O Índice de Confiança de Serviços (ICS) da Fundação Getulio Vargas recuou 1,4 ponto em novembro, para 77,5 pontos. Após subir por sete meses consecutivos, entre março e setembro, esta é a segunda queda consecutiva do índice, novamente influenciada pelo componente de expectativas.
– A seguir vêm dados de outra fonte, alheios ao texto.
Issue #1795, opened 2023-12-05
Add Field Group for Marketo Engage B2B data


ChrisRobbers:
## What are the schemas that are affected by the issue
This field group is meant to be used in the context of an [XDM Profile schema](https://github.com/adobe/xdm/blob/master/docs/reference/classes/profile.schema.md).

## What are examples of products that are impacted by the issue
Marketo Measure Ultimate and Marketo Engage integration will use this new field group to bring Marketo Engage data into Marketo Measure.

PR #1797, opened 2023-12-11
Add Marketo Engage Person Details extension.

ChrisRobbers:
This change is to add a new Marketo Engage-specific extension that will be used to decorate XDM Profile person records with fields that are unique to Marketo Engage. These fields will be used in Marketo Measure Ultimate to de-anonymize Marketo Measure-sourced web activity data with Marketo Engage Munchkin ID cookies.
Issue: #1795


components/fieldgroups/profile/marketo-engage-person-details.schema.json
```diff
@@ -0,0 +1,41 @@
...
+  "meta:abstract": true,
+  "meta:intendedToExtend": ["https://ns.adobe.com/xdm/context/profile"],
+  "description": "This field group is used to capture Marketo Engage cookie IDs for the B2B Persons.",
+  "definitions": {
+    "marketo-engage-person-details": {
+      "properties": {
+        "xdm:marketoEngage": {
+          "type": "object",
+          "properties": {
+            "xdm:cookieIDs": {
```
anandphatak, line 25: Can you explain the use case for storing the cookie ID in a profile fragment, since this class is intended to extend profile class?

ChrisRobbers: Hi, yes, our product owner has written this document that describes the purpose: https://wiki.corp.adobe.com/x/8g0Utg

components/fieldgroups/profile/marketo-engage-person-details.schema.json
```diff
@@ -0,0 +1,41 @@
...
+    "b2bSchema": true
+  },
+  "meta:extensible": true,
+  "meta:abstract": true,
+  "meta:intendedToExtend": ["https://ns.adobe.com/xdm/context/profile"],
+  "description": "This field group is used to capture Marketo Engage cookie IDs for the B2B Persons.",
+  "definitions": {
+    "marketo-engage-person-details": {
+      "properties": {
+        "xdm:marketoEngage": {
```
anandphatak, line 22: Can you move this under `"xdm:b2b"` category?

ChrisRobbers: Like this?
```
  "definitions": {
    "marketo-engage-person-details": {
      "properties": {
        "xdm:b2b": {
          "type": "object",
          "properties": {
            "xdm:marketoEngage": {
              "type": "object",
              "properties": {
                "xdm:cookieIDs": {
                  "title": "Cookie IDs",
                  "description": "Comma separated Marketo Engage cookie IDs.",
                  "type": "string"
                }
              }
            }
          }
        }
      }
    }
  }
```

ChrisRobbers: @anandphatak will it be an issue that the `XDM Business Person Details` field group already declares `xdm:b2b` at the same level? https://github.com/adobe/xdm/blob/master/components/fieldgroups/profile/b2b-person-details.schema.json#L22

We are unsure if this will cause a conflict, or if the underlying objects/fields would simply be merged together.

ChrisRobbers: I implemented the change, please let me know if it looks good to you.

anandphatak: Yes they will get merged.

anandphatak (approved):

mjasrotia:
@ChrisRobbers , I have got few questions for regarding this requirement.
the "cookieIDs" field you are adding, will it be required for for all existing and new B2B customers or is it a requirement for only a selected ones which use marketo engage.

For B2B customers, there is a pre-provisioning script that is executed which sets all the schemas, their namespaces, identities and relationships at the time of deployment of a B2B sandbox. If this "cookieIDs" field is supposed to part of every B2B implementation then it should be added to that pre-provisioning script as well. Please reach out to the B2B product manager to understand the process.

Additionally,  if this is a needed property for all B2B implementations, can't we just add this to the existing field group "https://github.com/adobe/xdm/blob/master/components/fieldgroups/profile/b2b-person-details.schema.json". You can add it under the definition "b2b-person-details" as a child node to the ""xdm:b2b" object.  

Is there a business need to have this property defined under "marketoEngage" object ? If that is the case, then let's move this field group under this folder "https://github.com/adobe/xdm/tree/master/extensions/adobe/b2b" You can use "https://github.com/adobe/xdm/blob/master/extensions/adobe/b2b/bizible/bizible-person-details.schema.json" field group and its folder structure as reference 

cc: @anandphatak

ChrisRobbers:
> @ChrisRobbers , I have got few questions regarding this requirement. the "cookieIDs" field you are adding, will it be required for for all existing and new B2B customers or is it a requirement for only a selected ones which use marketo engage.
> 
This will be an optional field group for customers who use Marketo Engage. It is intended to supply extra metadata to Marketo Measure Ultimate that will be used to supplement customer's existing integrations from Marketo Engage -> Marketo Measure. It will not be a requirement for any B2B customer, new or existing, but something they will optionally provide in their datasets which we integrate via a Marketo Measure Destination connector.

> For B2B customers, there is a pre-provisioning script that is executed which sets all the schemas, their namespaces, identities and relationships at the time of deployment of a B2B sandbox. If this "cookieIDs" field is supposed to part of every B2B implementation then it should be added to that pre-provisioning script as well. Please reach out to the B2B product manager to understand the process.
> 
I don't think this should be required as per my description above.

> Additionally, if this is a needed property for all B2B implementations, can't we just add this to the existing field group "https://github.com/adobe/xdm/blob/master/components/fieldgroups/profile/b2b-person-details.schema.json". You can add it under the definition "b2b-person-details" as a child node to the ""xdm:b2b" object.
> 
> Is there a business need to have this property defined under "marketoEngage" object ? If that is the case, then let's move this field group under this folder "https://github.com/adobe/xdm/tree/master/extensions/adobe/b2b" You can use "https://github.com/adobe/xdm/blob/master/extensions/adobe/b2b/bizible/bizible-person-details.schema.json" field group and its folder structure as reference
> 
The thinking is that this is the first of potentially more fields that are specific to Marketo Engage, thus the choice to group them under a "marketoEngage" object. We could have just created a field named "marketoEngageCookieIDs" at the "b2b" object level, but this will allow the potential for more fields to be grouped in the future, if that makes sense.

> cc: @anandphatak

ChrisRobbers:
@mjasrotia given the above info, please let me know if I still should move the files to the extensions path. Thanks.

mjasrotia:
@ChrisRobbers , considering that this is a customer specific requirement and since it would not be added to the prte-provisioning script, I think we should move it under the extensions folder and you can take bizible as an example

mjasrotia:
Adding additional notes here from slack thread.
- This data model addition is not customer-specific but solution/vendor-specific. It’s unique to the Marketo->AEP integration. Sounds like it still fits the bill as an extension field. Please correct me if I were wrong.
             You are right, we should model it under extensions. Let's do that.
- Can extension fields be added to a schema and be used just like regular fields from a field group?
             Extension field groups are also available to customers for their schemas. 
- This needs to be added to Marketo extension not Bizible extension.
             I just suggested Bizible as a reference. please create the field group under the marketo folder (see screenshot below). 
             Let's keep the top level field as "marketo" to be used for all future marketo specific fields. We can add more details in 
              the description of the field to provide information about marketo engage. 
             Example :  the field name should be defined as "marketo:cookieIDs" 
- This is an extension to Person Profile class.
             That's fine, we can always have extension field groups extending the profile or any other class.

cc: @anandphatak , @ChrisRobbers

mjasrotia:
@ChrisRobbers , please refresh your master to resolve the conflicts. See the build failure message

ChrisRobbers:
> @ChrisRobbers , please refresh your master to resolve the conflicts. See the build failure message

I have merged in master. Is there anything else you need, or can this be merged?

mjasrotia (approved):

PR #1801, opened 2024-01-10
[PDCL-11518] - Change sunsetTime type to a date-time formatted string

mflorin:
The `sunsetTime` field of the `currentWeather` fieldset must be a date-time formatted string.

### DIFF
--- a/components/fieldgroups/shared/current-weather.schema.json
+++ b/components/fieldgroups/shared/current-weather.schema.json
@@ -124,7 +124,8 @@
                   "$ref": "#/definitions/speed"
                 },
                 "xdm:sunsetTime": {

“Os resultados de novembro parecem confirmar a fase de ajuste, para baixo, na percepção do setor de Serviços sobre o ambiente de negócios. A redução do índice de confiança se dá, basicamente, pela piora das expectativas. A percepção de continuidade da tendência de enfraquecimento do nível de atividade vem impactando negativamente a visão das empresas em relação aos meses seguintes. Com isso, o cenário é ainda de queda na atividade real do setor no último trimestre do ano” avalia Silvio Sales, consultor do FGV/IBRE.

Das 13 atividades pesquisadas no setor de serviços, 8 apresentaram queda da confiança em novembro. O Índice de Situação Atual (ISA-S) caiu 0,6 ponto, para 70,9 pontos, e o Índice de Expectativas (IE-S) diminuiu 2,2 pontos, para 84,5 pontos.

A maior contribuição para a variação do ISA-S no mês foi dada pelo indicador de percepção com a Situação Atual dos Negócios, que caiu 1,8 ponto, para 71,0 pontos. Entre os indicadores integrantes do Índice de Expectativas (IE-S), o destaque foi o de Demanda Prevista, que recuou 3,9 pontos, ao nível de 82,4 pontos.

O Nível de Utilização da Capacidade (NUCI) do Setor de Serviços subiu 0,1 ponto percentual (p.p.) em novembro, para 82,6%. Na média do bimestre outubro-novembro, o NUCI ficou em 82,5%, abaixo da média de 82,7% registrada no trimestre anterior.

Em novembro, o indicador de Ímpeto de Contratações do Setor subiu 1,1 ponto, compensando apenas em parte a queda de 1,3 ponto observada no mês anterior. O resultado do bimestre coloca em dúvida a sustentabilidade da tendência de desaceleração do ritmo de desmobilização de mão de obra sugerida pelo avanço do Indicador entre abril e setembro. A proporção de empresas que pretendem aumentar o contingente de mão de obra nos três meses seguintes aumentou 2 p.p. nos dois últimos meses, de 8,7% para 10,7% do total. Mas a proporção de empresas prevendo reduzir o total de pessoal ocupado aumentou ainda mais (2,2 p.p.) no período, ao passar de 14,9% para 17,1% do total.